§ **Exercise**: The whole of the data is to be reproduced exactly.

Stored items

╔══

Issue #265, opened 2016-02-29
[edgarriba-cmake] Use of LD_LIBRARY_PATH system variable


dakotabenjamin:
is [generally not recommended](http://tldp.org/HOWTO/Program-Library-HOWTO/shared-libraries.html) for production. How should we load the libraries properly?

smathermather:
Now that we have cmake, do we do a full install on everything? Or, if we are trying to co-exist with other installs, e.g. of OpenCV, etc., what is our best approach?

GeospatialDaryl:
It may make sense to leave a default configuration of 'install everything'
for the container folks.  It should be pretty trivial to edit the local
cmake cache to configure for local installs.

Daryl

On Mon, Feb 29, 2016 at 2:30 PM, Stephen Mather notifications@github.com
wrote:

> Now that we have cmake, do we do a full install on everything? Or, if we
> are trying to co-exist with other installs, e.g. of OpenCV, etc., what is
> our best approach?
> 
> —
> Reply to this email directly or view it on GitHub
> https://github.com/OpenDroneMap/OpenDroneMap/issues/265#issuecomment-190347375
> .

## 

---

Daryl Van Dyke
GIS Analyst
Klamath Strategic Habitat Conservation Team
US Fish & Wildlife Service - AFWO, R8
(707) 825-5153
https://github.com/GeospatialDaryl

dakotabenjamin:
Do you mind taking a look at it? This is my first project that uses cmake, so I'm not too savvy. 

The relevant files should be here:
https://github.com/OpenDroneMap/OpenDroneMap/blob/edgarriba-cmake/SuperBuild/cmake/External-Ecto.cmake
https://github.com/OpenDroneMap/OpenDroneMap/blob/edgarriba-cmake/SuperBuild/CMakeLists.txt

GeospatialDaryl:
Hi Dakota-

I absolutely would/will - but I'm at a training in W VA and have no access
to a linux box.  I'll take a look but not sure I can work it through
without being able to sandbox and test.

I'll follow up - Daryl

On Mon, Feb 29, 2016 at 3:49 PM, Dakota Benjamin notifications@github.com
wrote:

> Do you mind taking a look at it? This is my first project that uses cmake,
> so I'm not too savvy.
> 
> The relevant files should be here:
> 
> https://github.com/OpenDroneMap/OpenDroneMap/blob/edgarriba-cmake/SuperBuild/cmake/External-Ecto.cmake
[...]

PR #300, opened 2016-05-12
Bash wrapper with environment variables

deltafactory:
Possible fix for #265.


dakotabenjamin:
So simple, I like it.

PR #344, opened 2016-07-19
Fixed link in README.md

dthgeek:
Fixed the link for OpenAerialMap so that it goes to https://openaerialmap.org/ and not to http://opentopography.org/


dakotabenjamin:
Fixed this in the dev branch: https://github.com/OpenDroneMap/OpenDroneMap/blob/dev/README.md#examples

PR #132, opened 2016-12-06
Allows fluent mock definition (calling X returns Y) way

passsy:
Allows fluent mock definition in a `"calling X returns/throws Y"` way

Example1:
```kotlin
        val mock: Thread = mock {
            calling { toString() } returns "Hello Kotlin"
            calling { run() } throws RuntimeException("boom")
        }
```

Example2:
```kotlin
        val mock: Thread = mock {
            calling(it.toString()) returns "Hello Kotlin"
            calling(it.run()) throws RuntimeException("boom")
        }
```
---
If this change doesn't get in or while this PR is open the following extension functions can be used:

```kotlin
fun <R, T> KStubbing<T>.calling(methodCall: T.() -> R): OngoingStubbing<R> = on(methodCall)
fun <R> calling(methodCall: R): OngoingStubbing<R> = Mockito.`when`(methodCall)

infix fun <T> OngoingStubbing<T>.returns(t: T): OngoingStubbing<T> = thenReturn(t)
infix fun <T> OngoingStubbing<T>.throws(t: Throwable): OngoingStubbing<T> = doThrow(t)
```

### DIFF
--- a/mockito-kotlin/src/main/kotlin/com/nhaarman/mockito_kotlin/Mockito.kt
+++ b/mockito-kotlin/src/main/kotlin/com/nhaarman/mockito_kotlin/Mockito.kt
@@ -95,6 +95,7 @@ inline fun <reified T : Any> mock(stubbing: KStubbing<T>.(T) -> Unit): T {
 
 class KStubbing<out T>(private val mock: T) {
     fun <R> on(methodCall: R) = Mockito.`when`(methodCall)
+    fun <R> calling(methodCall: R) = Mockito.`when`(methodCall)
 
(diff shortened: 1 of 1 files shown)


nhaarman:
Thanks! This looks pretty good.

╚══

§ **The answer**:
Issue #265, opened 2016-02-29
[edgarriba-cmake] Use of LD_LIBRARY_PATH system variable


dakotabenjamin:
is [generally not recommended](http://tldp.org/HOWTO/Program-Library-HOWTO/shared-libraries.html) for production. How should we load the libraries properly?

smathermather:
Now that we have cmake, do we do a full install on everything? Or, if we are trying to co-exist with other installs, e.g. of OpenCV, etc., what is our best approach?

GeospatialDaryl:
It may make sense to leave a default configuration of 'install everything'
for the container folks.  It should be pretty trivial to edit the local
cmake cache to configure for local installs.

Daryl

On Mon, Feb 29, 2016 at 2:30 PM, Stephen Mather notifications@github.com
wrote:

> Now that we have cmake, do we do a full install on everything? Or, if we
> are trying to co-exist with other installs, e.g. of OpenCV, etc., what is
> our best approach?
> 
> —
> Reply to this email directly or view it on GitHub
> https://github.com/OpenDroneMap/OpenDroneMap/issues/265#issuecomment-190347375
> .

## 

---

Daryl Van Dyke
GIS Analyst
Klamath Strategic Habitat Conservation Team
US Fish & Wildlife Service - AFWO, R8
(707) 825-5153
https://github.com/GeospatialDaryl

dakotabenjamin:
Do you mind taking a look at it? This is my first project that uses cmake, so I'm not too savvy. 

The relevant files should be here:
https://github.com/OpenDroneMap/OpenDroneMap/blob/edgarriba-cmake/SuperBuild/cmake/External-Ecto.cmake
https://github.com/OpenDroneMap/OpenDroneMap/blob/edgarriba-cmake/SuperBuild/CMakeLists.txt

GeospatialDaryl:
Hi Dakota-

I absolutely would/will - but I'm at a training in W VA and have no access
to a linux box.  I'll take a look but not sure I can work it through
without being able to sandbox and test.

I'll follow up - Daryl

On Mon, Feb 29, 2016 at 3:49 PM, Dakota Benjamin notifications@github.com
wrote:

> Do you mind taking a look at it? This is my first project that uses cmake,
> so I'm not too savvy.
> 
> The relevant files should be here:
> 
> https://github.com/OpenDroneMap/OpenDroneMap/blob/edgarriba-cmake/SuperBuild/cmake/External-Ecto.cmake
[...]

PR #300, opened 2016-05-12
Bash wrapper with environment variables

deltafactory:
Possible fix for #265.


dakotabenjamin:
So simple, I like it.

PR #344, opened 2016-07-19
Fixed link in README.md

dthgeek:
Fixed the link for OpenAerialMap so that it goes to https://openaerialmap.org/ and not to http://opentopography.org/


dakotabenjamin:
Fixed this in the dev branch: https://github.com/OpenDroneMap/OpenDroneMap/blob/dev/README.md#examples

PR #132, opened 2016-12-06
Allows fluent mock definition (calling X returns Y) way

passsy:
Allows fluent mock definition in a `"calling X returns/throws Y"` way

Example1:
```kotlin
        val mock: Thread = mock {
            calling { toString() } returns "Hello Kotlin"
            calling { run() } throws RuntimeException("boom")
        }
```

Example2:
```kotlin
        val mock: Thread = mock {
            calling(it.toString()) returns "Hello Kotlin"
            calling(it.run()) throws RuntimeException("boom")
        }
```
---
If this change doesn't get in or while this PR is open the following extension functions can be used:

```kotlin
fun <R, T> KStubbing<T>.calling(methodCall: T.() -> R): OngoingStubbing<R> = on(methodCall)
fun <R> calling(methodCall: R): OngoingStubbing<R> = Mockito.`when`(methodCall)

infix fun <T> OngoingStubbing<T>.returns(t: T): OngoingStubbing<T> = thenReturn(t)
infix fun <T> OngoingStubbing<T>.throws(t: Throwable): OngoingStubbing<T> = doThrow(t)
```

### DIFF
--- a/mockito-kotlin/src/main/kotlin/com/nhaarman/mockito_kotlin/Mockito.kt
+++ b/mockito-kotlin/src/main/kotlin/com/nhaarman/mockito_kotlin/Mockito.kt
@@ -95,6 +95,7 @@ inline fun <reified T : Any> mock(stubbing: KStubbing<T>.(T) -> Unit): T {
 
 class KStubbing<out T>(private val mock: T) {
     fun <R> on(methodCall: R) = Mockito.`when`(methodCall)
+    fun <R> calling(methodCall: R) = Mockito.`when`(methodCall)
 
(diff shortened: 1 of 1 files shown)


nhaarman:
Thanks! This looks pretty good.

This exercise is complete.